--- AVAILABLE RECORDS ---

PR #1221, opened 2021-05-21
PHPC-1756: Remove oppressive terminology from source code

alcaeus:
The libmongoc update takes care of PHPC-1840 and PHPC-1803. This PR also brings in changes for PHPC-1836 and PHPC-1842.


php_phongo.c
```diff
@@ -1811,19 +1810,6 @@ static bool php_phongo_apply_rp_options_to_uri(mongoc_uri_t* uri, bson_t* option
 	while (bson_iter_next(&iter)) {
 		const char* key = bson_iter_key(&iter);
 
-		if (!ignore_slaveok && !strcasecmp(key, MONGOC_URI_SLAVEOK)) {
```
alcaeus, line 1814: See PHPC-1836

.gitmodules
```diff
@@ -1,6 +1,6 @@
 [submodule "src/libmongoc"]
 	path = src/libmongoc
-	url = https://github.com/mongodb/mongo-c-driver.git
+	url = https://github.com/alcaeus/mongo-c-driver.git
```
alcaeus, line 3: I'll update this PR once all the pull requests in libmongoc have been merged.

php_phongo.c
```diff
@@ -1199,12 +1199,12 @@ bool php_phongo_server_to_zval(zval* retval, mongoc_server_description_t* sd) /*
...
 		PHONGO_BSON_INIT_DEBUG_STATE(state);
 
-		if (!php_phongo_bson_to_zval_ex(bson_get_data(is_master), is_master->len, &state)) {
+		if (!php_phongo_bson_to_zval_ex(bson_get_data(hello_response), hello_response->len, &state)) {
 			zval_ptr_dtor(&state.zchild);
 			return false;
 		}
 
-		ADD_ASSOC_ZVAL_EX(retval, "last_is_master", &state.zchild);
+		ADD_ASSOC_ZVAL_EX(retval, "last_hello_response", &state.zchild);
```
alcaeus, line 1207: Since we never documented the returned fields, I decided to drop the old field entirely. Let me know if you think we should keep it in for now.

jmikola: This is just used for debug output, since Manager and Server are not serializable. No objections to changing this, since we don't document debug output at all.

php_phongo.c
```diff
@@ -1553,7 +1553,7 @@ static bool php_phongo_apply_options_to_uri(mongoc_uri_t* uri, bson_t* options)
 			!strcasecmp(key, MONGOC_URI_READPREFERENCE) ||
 			!strcasecmp(key, MONGOC_URI_READPREFERENCETAGS) ||
 			!strcasecmp(key, MONGOC_URI_SAFE) ||
-			!strcasecmp(key, MONGOC_URI_SLAVEOK) ||
+			!strcasecmp(key, MONGOC_URI_SECONDARYOK) ||
```
jmikola, line 1556: If `slaveOk` handling was removed entirely from `php_phongo_apply_rp_options_to_uri`, what's the reason for renaming it to a new constant here?

This seems like it's related to [PHPC-1836](https://jira.mongodb.org/browse/PHPC-1836) and [CDRIVER-3989](https://jira.mongodb.org/browse/CDRIVER-3989) (removing `slaveOk` URI handling), but I don't see this constant in the corresponding libmongoc PR: https://github.com/mongodb/mongo-c-driver/pull/794

I found a reference to this in your [cdriver-3997](https://github.com/mongodb/mongo-c-driver/compare/master...alcaeus:cdriver-3997) branch, but it's still defined to "slaveok". Was there a more recent decision to continue parsing the legacy URI option and only rename the constant?

I didn't take a look at libmongoc's URI string parsing (not sure where to look as this work is split between so many tickets), but if PHP needs to explicitly ignore it here that suggests that libmongoc would otherwise still accept it by `mongoc_uri_option_is_bool` in the code down below.

What's the reason for libmongoc continuing to parse this if we're dropping it entirely in PHP? I realize they might not be able to drop the old constant due to ABI, but I expect they could stop using it and allow `slaveOk` in a URI string to start raising warnings for unsupported URI options (something we don't surface through PHP).

src/MongoDB/Server.c
```diff
@@ -295,7 +295,7 @@ static PHP_METHOD(Server, getTags)
 } /* }}} */
 
 /* {{{ proto array MongoDB\Driver\Server::getInfo()
-   Returns the last isMaster result document for this Server */
+   Returns the last hello response for this Server */
```
jmikola, line 298: Reminder: we'll need a separate PR to update the example in https://www.php.net/manual/en/mongodb-driver-server.getinfo.php. Users will certainly continue to get `ismaster` from older server versions, but I assume we can update the example to include the response from a 5.0+ server.

tests/connect/standalone-ssl-verify_cert-error-001.phpt
```diff
@@ -28,5 +28,5 @@ Deprecated: MongoDB\Driver\Manager::__construct(): The "allow_invalid_hostname"
 
 Deprecated: MongoDB\Driver\Manager::__construct(): The "weak_cert_validation" driver option is deprecated. Please use the "tlsAllowInvalidCertificates" URI option instead.%s
 OK: Got MongoDB\Driver\Exception\ConnectionTimeoutException thrown from executeCommand
-No suitable servers found (`serverSelectionTryOnce` set): [%s calling ismaster on '%s:%d']
+No suitable servers found (`serverSelectionTryOnce` set): [%s calling %s on '%s:%d']
```
jmikola, line 31: AFAIK, this error message comes from `mongoc-topology-scanner.c`. The template is always going to refer to either `ismaster` or `hello`, so I assume it was preferable to just use `%s` here instead of a regex pattern like `(ismaster|hello)`, correct?

tests/manager/manager-set-uri-options-002.phpt
```diff
@@ -50,7 +50,7 @@ Deprecated: MongoDB\Driver\Manager::__construct(): The "context" driver option i
 
 Deprecated: MongoDB\Driver\Manager::__construct(): The "allow_self_signed" context driver option is deprecated. Please use the "tlsAllowInvalidCertificates" URI option instead.%s
 OK: Got MongoDB\Driver\Exception\ConnectionTimeoutException
-No suitable servers found (`serverSelectionTryOnce` set): [%scalling ismaster on '%s']
+No suitable servers found (`serverSelectionTryOnce` set): [%scalling %s on '%s']
```
jmikola, line 53: I realize this was in the older diff, but is there any reason this is `%scalling` instead of `%s calling`? Might be a good chance to change it.

tests/server/server-executeBulkWrite-004.phpt
```diff
@@ -28,11 +28,11 @@ foreach ($writeConcerns as $wc) {
 ?>
 ===DONE===
 <?php exit(0); ?>
---EXPECT--
+--EXPECTF--
 OK: Got MongoDB\Driver\Exception\RuntimeException
-not master
+not %s
```
jmikola, line 33: `not %s` seems pretty generic. Would it make sense to use an error code here, or are we concerned that it might not be standardized across all server versions?

I will note that this test is expecting RuntimeException instead of ServerException. That may be because it predates the introduction of ServerException.

Assuming this only affects `server-executeBulkWrite-004.phpt` and `server-executeBulkWrite-007.phpt`, we can punt this to a separate ticket or address it here if you're confident that the code is reliable for any 3.0+ server.

src/MongoDB/Server.c
jmikola: Just saw https://github.com/mongodb/mongo-php-library/pull/828/files#diff-17b7c449b8afb0e8b5e94d80a7a42dd52689f9347aa1d18bd40f6ec30020b56dR65.

Perhaps the doc change is just a matter of swapping `ismaster` for `isWritablePrimary`.

.gitmodules
alcaeus: Yes, the change also includes my work done for CDRIVER-3997, which is ready but was already building on 2 PRs that were in review, so I held off on creating the PR for that.

php_phongo.c
alcaeus: Yes, this can be removed as libmongoc ignores the option completely

src/MongoDB/Server.c
alcaeus: PHP docs are being handled in https://github.com/alcaeus/doc-en/pull/2

tests/connect/standalone-ssl-verify_cert-error-001.phpt
alcaeus: It was the easiest, but `(ismaster|hello)` is better.

tests/manager/manager-set-uri-options-002.phpt
alcaeus: Ah, I missed that. Will change that as well.

tests/server/server-executeBulkWrite-004.phpt
alcaeus: Updated to check for `(primary|master)` to be more resilient.

jmikola: I logged [PHPC-1851](https://jira.mongodb.org/browse/PHPC-1851) to revisit changing this to error code checks.

tests/server/server-executeBulkWrite-004.phpt
```diff
@@ -28,11 +28,11 @@ foreach ($writeConcerns as $wc) {
...
+--EXPECTF--
 OK: Got MongoDB\Driver\Exception\RuntimeException
-not master
+not (primary|master)
 OK: Got MongoDB\Driver\Exception\RuntimeException
-not master
+not (primary|master)
 OK: Got MongoDB\Driver\Exception\RuntimeException
-not master
+not (primary|master)
```
jmikola, line 37: Using a regex within [EXPECTF](https://qa.php.net/phpt_details.php#expectf_section) requires wrapping the pattern with `%r`. I think this might be responsible for the CI test failures.

tests/server/server-executeBulkWrite-007.phpt
```diff
@@ -32,11 +32,11 @@ foreach ($writeConcerns as $wc) {
...
+--EXPECTF--
 OK: Got MongoDB\Driver\Exception\RuntimeException
-not master
+not (primary|master)
 OK: Got MongoDB\Driver\Exception\RuntimeException
-not master
+not (primary|master)
 OK: Got MongoDB\Driver\Exception\RuntimeException
-not master
+not (primary|master)
```
jmikola, line 41: Same comment as https://github.com/mongodb/mongo-php-driver/pull/1221/files#r638907540

jmikola (commented):
LGTM once regex patterns in EXPECTF are fixed.

tests/server/server-executeBulkWrite-004.phpt
alcaeus: Oh. I assumed they could be added directly, so I didn't bother to run them. Thanks!

alcaeus:
Test failures are due to 5.0 behaving differently. I'm fixing those in PHPC-1848.

alcaeus:
@jmikola test failures are being fixed in #1225 - should we merge this and fix the build in your PR?

jmikola (approved):
OK to sort out test failures in #1225.

PR #341, opened 2016-05-11
More carefully split coverage by directory

zackgalbreath:
This commit fixes a bug that occurred when coverage was split
across two or more similarly named directories.

Suppose you have coverage for the following files:
  app/foo.cxx
  apptest/bar.cxx

While viewing the results from the app/ directory, you would also
see a file named "est/bar.cxx".

We now search for a trailing / to make sure we are only grabbing
files from the specified directory.


jamiesnape:
LGTM.

PR #342, opened 2016-05-13
Remove the CTestSubmitLargeOutput* tests

danlamanna:
These tests assert that the tests they're running must fail (for any reason), except when using Postgres, then they must pass.

In my instance, they started failing (successfully submitting) just because I was running on a beefier machine. These tests tend to pass on CircleCI because they exceed the PHP memory limit, causing the underlying tests to fail.

If CDash had a notion of maximum submission size then I can see having tests asserting some graceful failure. @zackgalbreath and I decided it made sense to get rid of these, but I'll leave the PR open for a bit in case someone wants to chime in.


jamiesnape:
LGTM.

PR #343, opened 2016-05-13
Use prepared statements instead of pg_escape_bytea

zackgalbreath:
``pg_escape_bytea()`` is the only function that we use from the PHP pgsql module (as opposed to PDO_PGSQL).
CircleCI doesn't provide pgsql.so, so by eliminating our use of this function we will be able to start automatically testing CDash with PostgreSQL on CircleCI.

### DIFF
--- a/models/coveragefile.php
+++ b/models/coveragefile.php
@@ -31,7 +31,7 @@ class CoverageFile
             return;
         }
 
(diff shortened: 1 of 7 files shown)


jamiesnape:
LGTM.

PR #345, opened 2016-05-16
Remove characters that are not valid XML

zackgalbreath:
If any of these characters were present in our user-submitted data they would prevent our XSLT-generated pages from rendering properly.


jamiesnape:
LGTM.

PR #346, opened 2016-05-16
Remember Items Per Page setting

zackgalbreath:
Remember what value the user specified for Items Per Page
on viewTest.php and queryTests.php.  Previously this would
default back to 25 whenever the page was revisited.


jamiesnape:
LGTM.

PR #347, opened 2016-05-16
Introduce gulp incremental builds

zackgalbreath:
This commit splits our Javascript files into two categories:
1st party and 3rd party.  Each bundle is only rebuilt if something
changed within them.

This speeds up our gulp execution time in the case where no 3rd
party code has been modified.  Previously running gulp after changing
a CDash Javascript file took ~90 seconds.  With this change, it now
takes ~3 seconds.

### DIFF
--- a/.gitignore
+++ b/.gitignore
@@ -9,6 +9,10 @@
 /log/
 /nbproject/private/
 /node_modules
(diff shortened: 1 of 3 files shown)


jamiesnape:
LGTM.

PR #348, opened 2016-05-18
Pin important Ansible galaxy roles

danlamanna:
I ran into an issue with the PHP role changed and the provisioned instance no longer passed the test suite.

I pinned the major roles to versions, and setup a nightly build on my machine to ensure that tests pass on a vagrant machine (trusty64) provisioned with Ansible.


zackgalbreath:
LGTM

PR #350, opened 2016-05-19
New config options to enforce password rotation

zackgalbreath:


zackgalbreath:
Any concerns to address before I merge this PR?

models/user.php
```diff
@@ -199,4 +223,75 @@ public function GetIdFromEmail($email)
...
+        global $CDASH_PASSWORD_EXPIRATION, $CDASH_UNIQUE_PASSWORD_COUNT;
+        if ($CDASH_PASSWORD_EXPIRATION < 1 || !$this->Id || !$this->Password) {
+            return false;
+        }
+
+        $now = gmdate(FMT_DATETIME);
+        // Insert a row in the password table for this new password.
+        pdo_query("
+                INSERT INTO password(userid, password, date)
+                VALUES ($this->Id, '$this->Password', '$now')");
```
jamiesnape: Is `$this->Password` hashed?

zackgalbreath: Yes:
https://github.com/Kitware/CDash/blob/master/public/register.php#L102

It would be better if we used PHP's [native password_hash function](http://php.net/manual/en/function.password-hash.php) here.  Perhaps as a follow-up PR, although I'm nervous what the converter script for this would look like.

jamiesnape:
LGTM.

PR #351, opened 2016-05-20
Message queue implementation

danlamanna:
This introduces the a minimal implementation of using a message queue for CTest submissions. The only goal of this PR is to have a separate method of submitting builds that has feature parity with the existing implementation. Doing this while changing the least amount of existing code as possible is ideal.

General flow of the new submission process (if `CDASH_BERNARD_SUBMISSION` is true):

-  Submissions are copied to the backup directory (maybe somewhere else?) as some-uuid.xml
-  A message is put onto the queue with the relevant UUID, as well as the normal arguments do_submit needs
-  A running consumer calls do_submit with the relevant UUID as their primary argument
  -  do_submit works exactly as it did, with the exception that if it's given a UUID it queries CDash over http(s) for the build XML since it may be running on a remote worker
  -  Delete some-uuid.xml via rest call (submissions write their own backup files with their own pruning logic, this is solely because a worker has called do_submit on it once)

Items of note:
- Bernard isn't 1.0 yet. This branch pins Bernard to a hash that we will consider stable, and we'll update it when a stable release is cut.
- The test suite will be run as a nightly build on my machine using Redis so we can keep build times down

Left to do:
- [x] Figure out the context data lost   
CDash assumes certain functions will always be run in the context of a web browser, and this remote worker implementation breaks that assumption. As a result, numerous errors are thrown related to undefined SERVER_NAME variables and so on. I need to figure out where the information is being used and how to work around this.    

- [x] Fix CircleCI
It's breaking for some reason though it's not actually using the message queue. I setup a nightly build to test this so I don't increase our CI time further, [example here](https://open.cdash.org/buildSummary.php?buildid=4375305).

Note: This won't be enabled by default until next steps are taken.

Next steps:
- Testing this in a large environment   
I'm all ears for suggestions here. I initially thought of using https://github.com/buger/gor on one of our larger installations and replaying traffic to an identical environment that had the message queue enabled, unfortunately the OS version of gor doesn't support HTTPS. There are other tools, even Nginx can apparently do some level of replaying with its post_action directive.

As of now I've done some really high level smoke testing to ensure that submissions are getting processed correctly, same number of rows, error messages, etc. It would be nice to see this hold for a larger installation to confirm everything is working as expected.


composer.json
```diff
@@ -16,11 +16,17 @@
...
+    "ext-bcmath": "*",
+    "predis/predis": "~0.8",
     "google/apiclient": "~1.1",
     "monolog/monolog": "~1.17",
     "paragonie/random_compat": "~1.2",
     "suin/php-rss-writer": "~1.3",
-    "swiftmailer/swiftmailer": "~5.4"
+    "swiftmailer/swiftmailer": "~5.4",
+    "bernard/bernard": "dev-master#f30c0186f0fb391eb6c7ab28f515bb30d34f402d",
+    "ramsey/uuid": "^3.4",
```
cpatrick: Fun fact. 3.2.0 is the latest version of `ramsey/uuid` that works on GAE (to my knowledge).

cpatrick:
So far this looks good to me.

danlamanna:
@zackgalbreath Does anything stand out to you for [Circle](https://circleci.com/gh/Kitware/CDash/905)? I consistently get failures on the `localheader` test, and most of the times (not always) get failures on `autoremovebuilds_on_submit`.

I can't reproduce these locally, or on the ansible/vagrant setup (see [here](https://open.cdash.org/index.php?project=CDash&display=project&filtercount=3&showfilters=1&filtercombine=and&field1=site/string&compare1=61&value1=genii.kitware&field2=buildstamp&compare2=63&value2=2016&field3=buildtype&compare3=61&value3=Nightly)).

zackgalbreath:
I'll take a closer look when I get a chance.  Because it needs to mess with the config file, ``localheader`` is one of the tests that susceptible to PHP's weird caching rules.

If [this line](https://github.com/Kitware/CDash/blob/master/tests/htaccess.in#L2) doesn't get set the test won't pass.  I'm not convinced that's what's going wrong here, because other tests would be failing too if this cache was enabled, but that's what immediately jumped out at me.

circle.yml
```diff
@@ -28,7 +29,7 @@ test:
     - node_modules/.bin/webdriver-manager start:
         background: true
     - apache2 -v && cmake --version && mysql --version && php --version && psql --version
-    - cd _build && cmake -DCDASH_DIR_NAME=cdash -DCDASH_DB_LOGIN=ubuntu -DBUILDNAME="${CIRCLE_BRANCH}_${CIRCLE_BUILD_NUM}_MySQL" -DSITE="CircleCI" ..
+    - cd _build && cmake -DCDASH_TESTING_RENAME_LOGS=true -DCDASH_DIR_NAME=cdash -DCDASH_DB_LOGIN=ubuntu -DBUILDNAME="${CIRCLE_BRANCH}_${CIRCLE_BUILD_NUM}_MySQL" -DSITE="CircleCI" ..
```
zackgalbreath: This is leftover debugging stuff right?

public/submissionConsumer.php
```diff
@@ -0,0 +1,48 @@
...
+
+        // If the submission didn't explicitly fail, delete the submission XML to avoid
+        // duplicate submissions
+        if ($result !== false) {
+            $client = new GuzzleHttp\Client();
+            $response = $client->request('DELETE',
+                                         $CDASH_BASE_URL . '/api/v1/deleteBuildSubmissionXml.php',
+                                         array('query' => array('buildsubmissionid' => $message['buildsubmissiondid'])));
+        }
+    }
```
zackgalbreath: Do we have to worry about race conditions here, or does Bernard handle that for us?  Eg, another consumer calling `do_submit` on the same `$message` before this one gets a chance to delete it.

danlamanna: Based on our discussion:

- In general messages *should* only be sent once
- Bernard supports marking messages invisible and retrying if they don't ack in a certain time period
(This seems to only be supported by Mongo/Doctrine drivers out of the box, but we could override specific drivers if we had to)
- Finally, seeing how this behaves out in the wild should give us a good idea of what to expect

zackgalbreath:
LGTM.  We can shake out any lingering issues once we start testing this out in the field.

PR #352, opened 2016-05-23
Get SubProject filter to play nicely with others

zackgalbreath:
The SubProject filter can change the number of build errors, test failures, etc for any given parent build.  Therefore we have to reevaluate these other filters once the SubProject filter has been applied.


jamiesnape:
LGTM.

PR #353, opened 2016-05-24
Fix disappearing configure column

zackgalbreath:
The configure column was not always being displayed when it should be.
This logic has been updated to more closely match how we handle the
conditional display of the Test column.


jamiesnape:
LGTM.

PR #354, opened 2016-05-24
Add anchor tags to overview.php

zackgalbreath:
Also clean up how anchor tags work in general on our AngularJS pages.


jamiesnape:
LGTM.

PR #356, opened 2016-05-26
Improve usability of duration filters

zackgalbreath:
Instead of having to input a number of seconds (or minutes, in some cases...) you can now input a time duration as CDash reports it, eg ``17m 48s``.


jamiesnape:
LGTM.

PR #360, opened 2016-05-31
Fix StyleCI errors

zackgalbreath:


danlamanna:
LGTM. Out of curiosity did you figure out why it started caring about these now?

jamiesnape:
StyleCI probably either changed their defaults or patched the version of php-cs-fixer that they use internally.

PR #362, opened 2016-05-31
new index.php filter: Revision

zackgalbreath:
This makes it possible for users to search for a build that built a specific version of the code.


jamiesnape:
LGTM.

PR #367, opened 2016-06-06
Rename Build Time column to Start Time

zackgalbreath:
Distinguish the column on the far right of index.php (which shows
when the build started) from the advanced 'Time' column under the
'Build' heading (which shows how long the build took to complete).


jamiesnape:
LGTM.

PR #368, opened 2016-06-07
Implements basic Memcache integration

danlamanna:
This implements the use of Memcache, currently only for the overview page.

I've still got to figure out how to get lib-memcache to work on Circle.


jamiesnape:
Have you checked out this page?

https://cloud.google.com/appengine/docs/php/memcache/

Any use of Memcache is going to need to be compatible with GAE in future.

danlamanna:
@jamiesnape Yes, assuming the `memcache->set` interface stays the same we should be fine. `connect` is the only "stubbed" function we're using, but we check for false return values so I think we're in the clear there as well.

include/memcache_functions.php
```diff
@@ -0,0 +1,13 @@
+<?php
+
```
jamiesnape: Add license header.

jamiesnape:
The `composer.lock` is not correct. I will fix it.

jamiesnape:
LGTM.

PR #369, opened 2016-06-08
Fix some bugs with our coverage summary reporting

zackgalbreath:
1) We were failing to display coverage for builds that reported 0 covered lines of code.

--- WHAT THE EXERCISE ASKS ---
Among the records above, find each line holding the string "steps" and pull it out.

--- TASK SOLUTION ---
Note: This won't be enabled by default until next steps are taken.
Next steps:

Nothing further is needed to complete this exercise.